PR #123, opened 2022-04-12
Add fsnotify to watch files in the gke-pod-network directory

sdmodi:
By doing this, we will not parse the entire gke-pod-network directory every 30 seconds. Instead, we will only parse the directory every time there is a change in the pod IP allocation. For most cases, this will be more efficient.


pkg/metrics/collector/pod_ip_metrics_test.go
```diff
@@ -18,6 +19,14 @@ func mustCreateFile(t *testing.T, dir, name, content string) {
 	}
 }
 
+func mustDeleteFile(t *testing.T, dir, name string) {
+	path := dir + "/" + name
+	err := os.Remove(path)
+	if err != nil {
```
sypakine, line 25: nit: if err := os.Remove(path); err != nil {

pkg/metrics/collector/pod_ip_metrics_test.go
```diff
@@ -130,3 +139,75 @@ func TestListIpAddresses(t *testing.T) {
...
+		t.Errorf("dualStackCount. want: 2, got %d", mc.dualStackCount)
+	}
+	if mc.dualStackErrorCount != 0 {
+		t.Errorf("dualStackErrorCount. want: 0, got %d", mc.dualStackErrorCount)
+	}
+	if mc.duplicateIpCount != 0 {
+		t.Errorf("duplicateIpCount. want: 0, got %d", mc.duplicateIpCount)
+	}
+	if !podIpMetricsWatcherSetup {
+		t.Errorf("podIpMetricsWatcherSetup is not set to true")
```
sypakine, line 173: nit: reads a bit awkward, maybe use the same convention as the rest? 

podIpMetricsWatcherSetup. want: true, got: false

sypakine, line 173: Should this be Fatal?

pkg/metrics/collector/pod_ip_metrics.go
```diff
@@ -23,18 +23,19 @@ import (
...
 
 type ipFamily int
 
 const (
-	gkePodNetworkDir = "/host/var/lib/cni/networks/gke-pod-network"
-	ipv4 ipFamily = iota
-	ipv6 = 1
-	dual = 2
-	dualStack = "IPV4_IPV6"
+	gkePodNetworkDir          = "/host/var/lib/cni/networks/gke-pod-network"
```
sypakine, line 34: May as well update to the following to take advantage of iota.

const (
	ipv4 ipFamily = iota
	ipv6
	dual

	gkePodNetworkDir = "/host/var/lib/cni/networks/gke-pod-network"
	dualStack                = "IPV4_IPV6"
)

sypakine (approved):
LGTM with some small nits.

PR #135, opened 2022-06-24
install-cni: check DPV2_MIGRATION_READY when MIGRATE_TO_DPV2 is set

jingyuanliang:
When MIGRATE_TO_DPV2 is true and node label "cloud.google.com/gke-dpv2-migration-ready"
is not true, override ENABLE_CILIUM_PLUGIN to become false.

/assign MrHohn
/cc weil0ng
/hold


jingyuanliang:
cc @Weil0ng

MrHohn (approved):
Thanks for getting this out so quickly!
/lgtm
/approve

PR #137, opened 2022-07-21
`go mod tidy` and `go mod vendor`

jingyuanliang:
Note: do not tag after this is merged. Let's confirm if Louhi builds or not first.

If Louhi builds, I'll improve Louhi flow/GCB then tag here.

/assign @MrHohn


MrHohn (approved):
/lgtm
/approve

PR #139, opened 2022-07-22
Fix build.sh for netd-init to use $GOPATH

jingyuanliang:
Try a different path spec. I don't know why it worked on my dev env but not on Louhi.

/assign @MrHohn


MrHohn (approved):
/lgtm
/approve

PR #140, opened 2022-07-22
Incorporate buildx-setup from GoogleCloudPlatform/netd@cf82473

jingyuanliang:


MrHohn (approved):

######

→ What this task involves
Which lines in the records above contain the word "gkePodNetworkDir"? Return each of them.

→ Exercise response
-	gkePodNetworkDir = "/host/var/lib/cni/networks/gke-pod-network"
+	gkePodNetworkDir          = "/host/var/lib/cni/networks/gke-pod-network"
	gkePodNetworkDir = "/host/var/lib/cni/networks/gke-pod-network"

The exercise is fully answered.